[WORKING DATA]
####

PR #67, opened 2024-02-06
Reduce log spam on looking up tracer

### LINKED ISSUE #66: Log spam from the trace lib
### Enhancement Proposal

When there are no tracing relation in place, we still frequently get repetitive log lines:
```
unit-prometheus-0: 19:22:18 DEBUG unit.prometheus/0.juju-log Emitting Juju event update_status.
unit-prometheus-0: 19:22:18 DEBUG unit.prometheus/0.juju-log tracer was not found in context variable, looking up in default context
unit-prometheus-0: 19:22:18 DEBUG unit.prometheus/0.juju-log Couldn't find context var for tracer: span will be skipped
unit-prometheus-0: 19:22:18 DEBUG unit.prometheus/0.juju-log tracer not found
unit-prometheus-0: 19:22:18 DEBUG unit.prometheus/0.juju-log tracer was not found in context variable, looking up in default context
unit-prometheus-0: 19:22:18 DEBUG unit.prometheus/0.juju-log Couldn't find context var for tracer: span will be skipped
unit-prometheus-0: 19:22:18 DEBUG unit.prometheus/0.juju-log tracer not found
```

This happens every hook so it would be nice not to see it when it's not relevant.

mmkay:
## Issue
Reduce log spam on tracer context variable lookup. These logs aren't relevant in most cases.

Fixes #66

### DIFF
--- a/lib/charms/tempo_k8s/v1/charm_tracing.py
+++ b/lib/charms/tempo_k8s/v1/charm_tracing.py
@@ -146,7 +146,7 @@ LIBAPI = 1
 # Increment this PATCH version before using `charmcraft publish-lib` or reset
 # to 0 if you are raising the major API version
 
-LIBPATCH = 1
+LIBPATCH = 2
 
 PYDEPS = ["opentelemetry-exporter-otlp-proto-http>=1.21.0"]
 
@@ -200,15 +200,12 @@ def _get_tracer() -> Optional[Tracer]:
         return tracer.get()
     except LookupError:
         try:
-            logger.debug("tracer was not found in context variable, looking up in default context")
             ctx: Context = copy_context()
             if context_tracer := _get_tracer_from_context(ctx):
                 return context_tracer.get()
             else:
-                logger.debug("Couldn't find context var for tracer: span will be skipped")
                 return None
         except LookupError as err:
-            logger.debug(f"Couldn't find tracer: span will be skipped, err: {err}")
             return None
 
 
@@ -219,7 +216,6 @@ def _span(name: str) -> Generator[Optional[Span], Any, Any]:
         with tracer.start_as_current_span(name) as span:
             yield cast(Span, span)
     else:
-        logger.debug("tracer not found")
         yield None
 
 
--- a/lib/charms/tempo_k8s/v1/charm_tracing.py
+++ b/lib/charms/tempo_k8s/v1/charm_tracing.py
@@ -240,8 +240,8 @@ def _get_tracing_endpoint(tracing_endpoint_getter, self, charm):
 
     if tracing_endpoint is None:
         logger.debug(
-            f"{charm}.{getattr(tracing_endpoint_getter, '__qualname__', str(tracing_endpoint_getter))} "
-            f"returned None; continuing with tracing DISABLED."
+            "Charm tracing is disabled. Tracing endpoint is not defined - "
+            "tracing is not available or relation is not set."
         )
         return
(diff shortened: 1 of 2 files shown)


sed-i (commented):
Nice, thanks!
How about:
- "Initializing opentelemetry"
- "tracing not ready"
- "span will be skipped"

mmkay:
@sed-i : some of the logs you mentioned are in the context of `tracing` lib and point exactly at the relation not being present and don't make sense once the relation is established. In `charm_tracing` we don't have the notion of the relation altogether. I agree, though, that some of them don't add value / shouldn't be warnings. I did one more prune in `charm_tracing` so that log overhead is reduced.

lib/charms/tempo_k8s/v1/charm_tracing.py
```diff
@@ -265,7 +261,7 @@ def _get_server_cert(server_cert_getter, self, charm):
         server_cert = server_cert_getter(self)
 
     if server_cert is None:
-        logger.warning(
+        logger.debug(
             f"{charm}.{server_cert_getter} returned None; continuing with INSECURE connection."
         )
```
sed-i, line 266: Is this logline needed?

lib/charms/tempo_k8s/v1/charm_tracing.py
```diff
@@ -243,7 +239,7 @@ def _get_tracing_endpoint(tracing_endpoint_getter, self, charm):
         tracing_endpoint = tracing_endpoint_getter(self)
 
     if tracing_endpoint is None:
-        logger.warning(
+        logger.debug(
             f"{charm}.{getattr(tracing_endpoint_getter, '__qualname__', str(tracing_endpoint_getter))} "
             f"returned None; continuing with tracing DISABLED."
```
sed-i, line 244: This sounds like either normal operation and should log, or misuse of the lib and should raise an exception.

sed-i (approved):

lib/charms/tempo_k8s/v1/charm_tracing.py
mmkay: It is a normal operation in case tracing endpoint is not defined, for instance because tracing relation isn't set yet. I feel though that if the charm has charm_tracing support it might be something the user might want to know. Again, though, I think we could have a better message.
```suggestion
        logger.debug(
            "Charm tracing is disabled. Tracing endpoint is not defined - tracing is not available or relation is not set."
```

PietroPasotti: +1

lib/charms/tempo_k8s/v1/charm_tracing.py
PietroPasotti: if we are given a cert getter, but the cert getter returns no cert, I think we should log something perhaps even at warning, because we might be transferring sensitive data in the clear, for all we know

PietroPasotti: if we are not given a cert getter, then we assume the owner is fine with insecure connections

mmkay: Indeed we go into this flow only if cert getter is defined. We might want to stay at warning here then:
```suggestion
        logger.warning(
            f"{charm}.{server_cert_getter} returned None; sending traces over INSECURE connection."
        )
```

####

[WHAT YOU SHOULD DO] All of the material above needs to be transcribed verbatim.

[FINAL ANSWER]
PR #67, opened 2024-02-06
Reduce log spam on looking up tracer

### LINKED ISSUE #66: Log spam from the trace lib
### Enhancement Proposal

When there are no tracing relation in place, we still frequently get repetitive log lines:
```
unit-prometheus-0: 19:22:18 DEBUG unit.prometheus/0.juju-log Emitting Juju event update_status.
unit-prometheus-0: 19:22:18 DEBUG unit.prometheus/0.juju-log tracer was not found in context variable, looking up in default context
unit-prometheus-0: 19:22:18 DEBUG unit.prometheus/0.juju-log Couldn't find context var for tracer: span will be skipped
unit-prometheus-0: 19:22:18 DEBUG unit.prometheus/0.juju-log tracer not found
unit-prometheus-0: 19:22:18 DEBUG unit.prometheus/0.juju-log tracer was not found in context variable, looking up in default context
unit-prometheus-0: 19:22:18 DEBUG unit.prometheus/0.juju-log Couldn't find context var for tracer: span will be skipped
unit-prometheus-0: 19:22:18 DEBUG unit.prometheus/0.juju-log tracer not found
```

This happens every hook so it would be nice not to see it when it's not relevant.

mmkay:
## Issue
Reduce log spam on tracer context variable lookup. These logs aren't relevant in most cases.

Fixes #66

### DIFF
--- a/lib/charms/tempo_k8s/v1/charm_tracing.py
+++ b/lib/charms/tempo_k8s/v1/charm_tracing.py
@@ -146,7 +146,7 @@ LIBAPI = 1
 # Increment this PATCH version before using `charmcraft publish-lib` or reset
 # to 0 if you are raising the major API version
 
-LIBPATCH = 1
+LIBPATCH = 2
 
 PYDEPS = ["opentelemetry-exporter-otlp-proto-http>=1.21.0"]
 
@@ -200,15 +200,12 @@ def _get_tracer() -> Optional[Tracer]:
         return tracer.get()
     except LookupError:
         try:
-            logger.debug("tracer was not found in context variable, looking up in default context")
             ctx: Context = copy_context()
             if context_tracer := _get_tracer_from_context(ctx):
                 return context_tracer.get()
             else:
-                logger.debug("Couldn't find context var for tracer: span will be skipped")
                 return None
         except LookupError as err:
-            logger.debug(f"Couldn't find tracer: span will be skipped, err: {err}")
             return None
 
 
@@ -219,7 +216,6 @@ def _span(name: str) -> Generator[Optional[Span], Any, Any]:
         with tracer.start_as_current_span(name) as span:
             yield cast(Span, span)
     else:
-        logger.debug("tracer not found")
         yield None
 
 
--- a/lib/charms/tempo_k8s/v1/charm_tracing.py
+++ b/lib/charms/tempo_k8s/v1/charm_tracing.py
@@ -240,8 +240,8 @@ def _get_tracing_endpoint(tracing_endpoint_getter, self, charm):
 
     if tracing_endpoint is None:
         logger.debug(
-            f"{charm}.{getattr(tracing_endpoint_getter, '__qualname__', str(tracing_endpoint_getter))} "
-            f"returned None; continuing with tracing DISABLED."
+            "Charm tracing is disabled. Tracing endpoint is not defined - "
+            "tracing is not available or relation is not set."
         )
         return
(diff shortened: 1 of 2 files shown)


sed-i (commented):
Nice, thanks!
How about:
- "Initializing opentelemetry"
- "tracing not ready"
- "span will be skipped"

mmkay:
@sed-i : some of the logs you mentioned are in the context of `tracing` lib and point exactly at the relation not being present and don't make sense once the relation is established. In `charm_tracing` we don't have the notion of the relation altogether. I agree, though, that some of them don't add value / shouldn't be warnings. I did one more prune in `charm_tracing` so that log overhead is reduced.

lib/charms/tempo_k8s/v1/charm_tracing.py
```diff
@@ -265,7 +261,7 @@ def _get_server_cert(server_cert_getter, self, charm):
         server_cert = server_cert_getter(self)
 
     if server_cert is None:
-        logger.warning(
+        logger.debug(
             f"{charm}.{server_cert_getter} returned None; continuing with INSECURE connection."
         )
```
sed-i, line 266: Is this logline needed?

lib/charms/tempo_k8s/v1/charm_tracing.py
```diff
@@ -243,7 +239,7 @@ def _get_tracing_endpoint(tracing_endpoint_getter, self, charm):
         tracing_endpoint = tracing_endpoint_getter(self)
 
     if tracing_endpoint is None:
-        logger.warning(
+        logger.debug(
             f"{charm}.{getattr(tracing_endpoint_getter, '__qualname__', str(tracing_endpoint_getter))} "
             f"returned None; continuing with tracing DISABLED."
```
sed-i, line 244: This sounds like either normal operation and should log, or misuse of the lib and should raise an exception.

sed-i (approved):

lib/charms/tempo_k8s/v1/charm_tracing.py
mmkay: It is a normal operation in case tracing endpoint is not defined, for instance because tracing relation isn't set yet. I feel though that if the charm has charm_tracing support it might be something the user might want to know. Again, though, I think we could have a better message.
```suggestion
        logger.debug(
            "Charm tracing is disabled. Tracing endpoint is not defined - tracing is not available or relation is not set."
```

PietroPasotti: +1

lib/charms/tempo_k8s/v1/charm_tracing.py
PietroPasotti: if we are given a cert getter, but the cert getter returns no cert, I think we should log something perhaps even at warning, because we might be transferring sensitive data in the clear, for all we know

PietroPasotti: if we are not given a cert getter, then we assume the owner is fine with insecure connections

mmkay: Indeed we go into this flow only if cert getter is defined. We might want to stay at warning here then:
```suggestion
        logger.warning(
            f"{charm}.{server_cert_getter} returned None; sending traces over INSECURE connection."
        )
```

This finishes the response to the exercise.